PR #2626, opened 2017-11-23
PMP - fix remove_self_intersections() by removing BOOST_FOREACH

janetournois:
## Summary of Changes

In `PMP/repair.h`, we had to replace `BOOST_FOREACH()` with a c++11 for loop to avoid a seg fault.

For some reason, the modified Polyhedron gets corrupted when
`BOOST_FOREACH()` loops are used here, even though these loops are
not executed (because `border_edges_found` is false)

Note this crash only concerns visual studio 2015 (tested with visual 2013, clang, and g++), with `-O2` and not `-O1`.
I am using boost 1.59

edit : Note also that I did not have to change all the `BOOST_FOREACH` in the file, changing those corresponding to code modifying the mesh is enough

## Release Management

* Affected package : PMP
* Platform : visual 2015

### DIFF
--- a/Polygon_mesh_processing/include/CGAL/Polygon_mesh_processing/repair.h
+++ b/Polygon_mesh_processing/include/CGAL/Polygon_mesh_processing/repair.h
@@ -1430,7 +1430,6 @@ bool remove_self_intersections_one_step(TriangleMesh& tm,
       // remove small border cycle that are imposing a self-intersection
       // that could not be fixed if kept. (This also prevent small island
       // if a small hole is incident to the faces to be removed).
-      if (border_edges_found){
         std::set<halfedge_descriptor> cycles;
         std::set<halfedge_descriptor>  boundary_set;
         BOOST_FOREACH(halfedge_descriptor h, boundary_hedges)
@@ -1472,7 +1471,6 @@ bool remove_self_intersections_one_step(TriangleMesh& tm,
           }
           tmp.swap(boundary_hedges);
         }
-      }
 
       // do not remove edges on the boundary of the selection of faces,
       // nor its vertices
--- a/Polygon_mesh_processing/include/CGAL/Polygon_mesh_processing/repair.h
+++ b/Polygon_mesh_processing/include/CGAL/Polygon_mesh_processing/repair.h
@@ -1288,7 +1288,7 @@ struct Is_selected{
   {}
 
   friend bool get(Is_selected is, Descriptor d){
-    return is.selection.count(d);
+    return (is.selection.count(d) == 1);
   }
 
   friend void put(Is_selected is, Descriptor d, bool b){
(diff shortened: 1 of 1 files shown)


lrineau:
That is only for C++11 or later. As far as I know, `PMP/repair.h` is supposed to support all our supported compilers, including those using C++<11.

janetournois:
Actually the issue #2627 suggests to add a `CGAL_FOREACH()` function that would use `BOOST_FOREACH()` in the general case, and the c++11 `for` loop for platforms that meet the issue.
Maybe we should do that first.
But for now, this code only available in the demo.

Polygon_mesh_processing/include/CGAL/Polygon_mesh_processing/repair.h
```diff
@@ -1511,20 +1518,20 @@ bool remove_self_intersections_one_step(TriangleMesh& tm,
...
 
     /// now get one halfedge per hole
     std::set<halfedge_descriptor> visited;
-    BOOST_FOREACH(halfedge_descriptor h, boundary_hedges)
+    for(halfedge_descriptor h : boundary_hedges)
     {
       if (visited.insert(h).second)
       {
         one_halfedge_per_border.push_back(h);
-        BOOST_FOREACH(halfedge_descriptor hh, halfedges_around_face(h, tm))
```
lrineau: That `BOOST_FOREACH` is nested... Would it be sufficient to convert only that one?

sloriot:
I suggest that we wait to see if #2634 make it into master, in such a case we would simply ignored this PR.

lrineau:
@janetournois: This PR modifies more that just the for-loops. See [the diff]. Is that wanted?

If it is, we cannot just ignore this PR in favor of #2634.

[the diff]: https://github.com/CGAL/cgal/pull/2626/files/9b00be7d7bddee92e6c97f7af089aa0b0a52cc25

janetournois:
you are right, the only commit about for-loops is 0fe55d3.

This PR also fixes a warning and slighlty improves the code. I suggest that I wait for #2634 to be merged, and then make a new PR out of this one with the 3 other commits (of lower importance, btw)

lrineau:
Do we want to fix that bug only in `master` (CGAL-4.12)?

sloriot:
4.12 and as stated above #2634 might replace it

lrineau:
But that means that the bug in `<CGAL/Polygon_mesh_processing/repair.h>` will only be fixed in `master`, and not in release branches. Is that wanted?

sloriot:
It is inside a function only used in the demo (not documented).

lrineau:
Replaced by #2634.

sloriot:
#2711 contains the 3 commits that there not related to the for loops.

PR #2628, opened 2017-11-24
Surface_mesh: Derivation, boost::graph_traits and boost::property_map

afabri:
## Summary of Changes

Add an example that shows that one has to provide specializations for `boost::graph_traits` and `boost::property_map` so that BGL-style algorithms work on a class derived from `Surface_mesh`.

## Release Management

* Affected package(s): Surface_mesh   (no code change, only an example)
* Issue(s) solved (if any): Question was raised by a user in a private mail

### DIFF
--- a/Surface_mesh/examples/Surface_mesh/sm_derivation.cpp
+++ b/Surface_mesh/examples/Surface_mesh/sm_derivation.cpp
@@ -1,0 +1,56 @@
+#include <iostream>
+
+#include <CGAL/Simple_cartesian.h>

**Task instructions:**
What is the number of lines in the listing that contain "files"? State it and nothing more.

**Solution below:**
2